(What needs to be done) Each line of the data below that contains "instead" must be copied.

(Stored data entries)
- - - -

PR #806, opened 2023-10-02
Convenience constructors CellValues and FaceValues

KnutAM:
(Taken out and extended from #680)

With the new distinction between vector and scalar interpolations since #694, 
it is possible to make a convenience constructor of cell and face values, given a 
`SubDofHandler` (or `DofHandler` with a single `SubDofHandler`). 

Happy to hear feedback on this idea!

**Proposed syntax**
```julia
cv = CellValues(dh, fieldname; qr)
fv = FaceValues(dh, fieldname; qr)
```
where `qr::Union{Int,[Face]QuadratureRule}`. For standard quadrature rules, the syntax now allows e.g.,
```julia
cv = CellValues(dh, :u; qr=2)
fv = FaceValues(dh, :u, qr=1)
```
for single subdofhandler problems, and just replace `dh::DofHandler` with `sdh::SubDofHandler` for cases with multiple subdofhandlers. 

**Motivation**
The geometric interpolation matches the grid, without having to extract information by using e.g. `Ferrite.default_interpolation` on the user-side
Less verbose by not requiring the quadrature rule constructor when the standard quadrature points should be used.

### DIFF
--- a/src/convenience_constructors.jl
+++ b/src/convenience_constructors.jl
@@ -1,0 +1,52 @@
+# Convenience constructors often require multiple types to be defined.
+# Where necessary, these can be put in this file.
+
+_create_qr_rule(qr::QuadratureRule, args...) = qr 
+_create_qr_rule(order::Int, ::Interpolation{RefShape}) where {RefShape} = QuadratureRule{RefShape}(order)
+
+"""
+    CellValues(dh::DofHandler, fieldname::Symbol; qr::Union{Int,QuadratureRule})
+    CellValues(sdh::SubDofHandler, fieldname::Symbol; qr::Union{Int,QuadratureRule})
+
+Create a `CellValues` object by using the interpolation of `fieldname` in `dh` 
+or `sdh`, as well as the default geometric interpolation based on the cell type.
+A `DofHandler` input is only allowed with a single `SubDofHandler` in `dh`.
+The quadrature rule is created automatically as `QuadratureRule{dim,RefShape}(qr)`,
+where `dim` and `RefShape` are taken from `dh` or `sdh`, if `qr::Int` is given.
+"""
+function CellValues(dh::DofHandler, fieldname::Symbol; kwargs...)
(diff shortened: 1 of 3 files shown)


termi-official:
I absolutely like this! I very often run into the scenario where I have to manage deducing the correct geometric interpolation and it can easily lead to errors - especially for embedded elements! While I also think that Ferrite should be as low level as possible, I also think that this is now the correct level for the user-facing API.

I am just indecisive if we should provide the dispatch with the quadrature order (instead of just using the quadrature rule). Maybe it is also the design of the dispatches which makes this weird. Maybe the quadrature order dispatch should be 
```
CellValues(dh, fieldname, qr_order)
CellValues(dh, fieldname, qr_order, qr_symbol)
```
But then I am also not sure about qr_symbol, because it changes between refshape types.

termi-official:
Also, if we already think about convenience functions, what about dispatches for interpolations and quadrature rules taking in the grid or grid+cellset as input argument to deduce the ref shape type?

KnutAM:
> I absolutely like this!

Happy to hear!

> I am just indecisive if we should provide the dispatch with the quadrature order

I see the point that this is the only thing that is not fully inferrable from the input (i.e. the symbol). But since in practice all examples use the standard `QuadratureRule{RefShape}(order)` call, I thought this was a reasonable default, and if using a non-standard type (which, as you say depends on the refshape), I think it makes sense to pass the full rule. 

I think using keyword argument is better than positional argument for this case, as I think `CellValues(dh, :u; qr=1)` is more readable than `CellValues(dh, :u, 1)`

> Also, if we already think about convenience functions, what about dispatches for interpolations and quadrature rules taking in the grid or grid+cellset as input argument to deduce the ref shape type?

Interesting to explore possibilities for that too! I left a separate issue, #841 with my suggestion!

src/convenience_constructors.jl
termi-official, line 1: Why not into the FEValues folder?

KnutAM: BCValues in ConstraintHandler...

termi-official (approved):
LGTM.

PR #807, opened 2023-10-02
define 1-arg getcelltype with a subdofhandler

KnutAM:
Change the "shortcut" from `getcelltype(grid, subdofhandler)` to just `getcelltype(subdofhandler)`.

### DIFF
--- a/src/Dofs/DofHandler.jl
+++ b/src/Dofs/DofHandler.jl
@@ -46,12 +46,11 @@ function SubDofHandler(dh::DH, cellset) where {DH <: AbstractDofHandler}
     return sdh
 end
 
-# Shortcut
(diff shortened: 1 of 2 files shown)


src/Dofs/DofHandler.jl
```diff
@@ -46,12 +46,11 @@ function SubDofHandler(dh::DH, cellset) where {DH <: AbstractDofHandler}
     return sdh
 end
 
-# Shortcut
-@inline getcelltype(grid::AbstractGrid, sdh::SubDofHandler) = getcelltype(grid, first(sdh.cellset))
+getcelltype(sdh::SubDofHandler) = getcelltype(get_grid(sdh.dh), first(sdh.cellset))
```
KnutAM, line 49:
```suggestion
@inline getcelltype(sdh::SubDofHandler) = getcelltype(get_grid(sdh.dh), first(sdh.cellset))
```

PR #809, opened 2023-10-03
getcellset(::SubDofHandler)

KnutAM:
Since we already have a function for getting the cellset from the grid, 
I find it logical to also provide `getcellset(::SubDofHandler)`, such that users
don't have to use direct field-access to obtain the `SubDofHandler`'s cellset.

### DIFF
--- a/ext/FerriteMetis.jl
+++ b/ext/FerriteMetis.jl
@@ -52,7 +52,7 @@ function Ferrite.compute_renumber_permutation(
         else
             count(couplings[sdhi][i, j] for i in 1:n, j in 1:n if i != j)
         end
-        buffer_length += entries_per_cell * length(sdh.cellset)
+        buffer_length += entries_per_cell * length(getcellset(sdh))
     end
     I = Vector{idx_t}(undef, buffer_length)
     J = Vector{idx_t}(undef, buffer_length)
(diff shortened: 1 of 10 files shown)


kimauth:
Any particular reason why you don't want to access the field itself? Since we don't have a "subdofhandler interface" I don't really see why this is problematic.
In case it's just because the field is technically internal, we could alternatively document that `SubDofHandler` has a `cellset` field, I don't think this is likely to change (similar to how the fields of `CellCache` are documented).

KnutAM:
Documenting the field is also an option.

I find that an access function for use outside `Ferrite.jl` is more user-friendly, e.g. when writing an assembly loop for one subdofhandler. And since we already have that function, I find such a dispatch logical. But for sure this is just a matter of taste.

termi-official:
This is a thing I would really like to discuss at FerriteCon, because not having an interface here causes some trouble downstream.

termi-official:
The name suggests that a set is returned. Do we want to enforce this? I played a bit around with using ranges instead of sets in https://github.com/Ferrite-FEM/Ferrite.jl/pull/625 which might be an efficient alternative for the case that subdofhandlers model physical subdomains.

KnutAM:
@fredrikekre suggested on slack that we could potentially support both 

* `getcells(::SubDofHandler) -> Vector{Int}`
* `getcellset(::SubDofHandler) -> OrderedSet{Int}`

Will be new feature, so to be done after 1.0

- - - -

(Exercise output)
I am just indecisive if we should provide the dispatch with the quadrature order (instead of just using the quadrature rule). Maybe it is also the design of the dispatches which makes this weird. Maybe the quadrature order dispatch should be 
The name suggests that a set is returned. Do we want to enforce this? I played a bit around with using ranges instead of sets in https://github.com/Ferrite-FEM/Ferrite.jl/pull/625 which might be an efficient alternative for the case that subdofhandlers model physical subdomains.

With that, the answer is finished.